▶ WHAT YOU SHOULD DO
Count, in the entries below, the lines in which "RFEs" occurs. Give the number, nothing more.

▶ PROVIDED DATA
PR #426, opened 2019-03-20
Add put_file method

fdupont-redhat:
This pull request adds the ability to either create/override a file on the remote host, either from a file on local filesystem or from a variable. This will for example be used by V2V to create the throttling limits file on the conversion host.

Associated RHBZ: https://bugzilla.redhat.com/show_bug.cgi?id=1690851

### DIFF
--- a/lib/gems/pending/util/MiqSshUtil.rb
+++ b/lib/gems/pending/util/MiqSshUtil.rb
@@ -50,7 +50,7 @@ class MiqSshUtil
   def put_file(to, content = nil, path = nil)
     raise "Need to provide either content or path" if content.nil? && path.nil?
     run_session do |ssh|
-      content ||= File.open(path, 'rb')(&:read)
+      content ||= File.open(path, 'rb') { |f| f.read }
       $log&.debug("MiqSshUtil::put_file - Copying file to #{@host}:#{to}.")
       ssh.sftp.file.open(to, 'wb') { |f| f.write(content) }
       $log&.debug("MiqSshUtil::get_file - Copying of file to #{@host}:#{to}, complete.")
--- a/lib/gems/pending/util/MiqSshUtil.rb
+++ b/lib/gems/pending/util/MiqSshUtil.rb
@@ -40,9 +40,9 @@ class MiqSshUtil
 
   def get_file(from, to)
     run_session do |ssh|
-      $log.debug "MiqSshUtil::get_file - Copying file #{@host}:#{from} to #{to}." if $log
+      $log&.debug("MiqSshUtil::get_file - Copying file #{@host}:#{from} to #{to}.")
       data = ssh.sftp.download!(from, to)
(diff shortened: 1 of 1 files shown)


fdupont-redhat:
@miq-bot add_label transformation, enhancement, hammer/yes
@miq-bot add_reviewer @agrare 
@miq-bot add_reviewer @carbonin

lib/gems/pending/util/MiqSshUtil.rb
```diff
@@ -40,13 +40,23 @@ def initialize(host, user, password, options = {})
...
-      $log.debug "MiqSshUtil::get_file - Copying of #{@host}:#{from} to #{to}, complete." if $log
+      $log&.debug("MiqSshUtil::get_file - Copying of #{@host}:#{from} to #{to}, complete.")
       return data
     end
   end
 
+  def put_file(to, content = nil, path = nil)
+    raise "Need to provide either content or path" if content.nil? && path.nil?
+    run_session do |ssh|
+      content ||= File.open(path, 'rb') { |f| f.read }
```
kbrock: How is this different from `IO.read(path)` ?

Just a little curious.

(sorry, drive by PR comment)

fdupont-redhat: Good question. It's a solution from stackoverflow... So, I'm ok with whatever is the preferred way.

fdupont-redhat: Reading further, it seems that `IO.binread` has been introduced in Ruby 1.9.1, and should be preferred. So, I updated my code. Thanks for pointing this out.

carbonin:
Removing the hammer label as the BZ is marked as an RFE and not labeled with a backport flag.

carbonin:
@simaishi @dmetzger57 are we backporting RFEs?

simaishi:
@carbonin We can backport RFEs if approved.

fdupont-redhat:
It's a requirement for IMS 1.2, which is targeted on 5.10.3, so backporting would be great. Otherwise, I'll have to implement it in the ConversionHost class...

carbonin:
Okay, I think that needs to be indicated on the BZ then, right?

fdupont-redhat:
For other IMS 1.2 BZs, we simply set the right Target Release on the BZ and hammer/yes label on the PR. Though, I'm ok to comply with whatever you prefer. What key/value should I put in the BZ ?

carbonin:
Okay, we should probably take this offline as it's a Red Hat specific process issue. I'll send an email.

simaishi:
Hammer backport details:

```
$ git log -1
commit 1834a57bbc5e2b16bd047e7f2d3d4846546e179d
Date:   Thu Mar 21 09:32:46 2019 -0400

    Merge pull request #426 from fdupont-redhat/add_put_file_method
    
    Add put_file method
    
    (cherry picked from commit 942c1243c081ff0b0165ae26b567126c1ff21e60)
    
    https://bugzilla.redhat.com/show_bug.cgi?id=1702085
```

▶ RESULT
2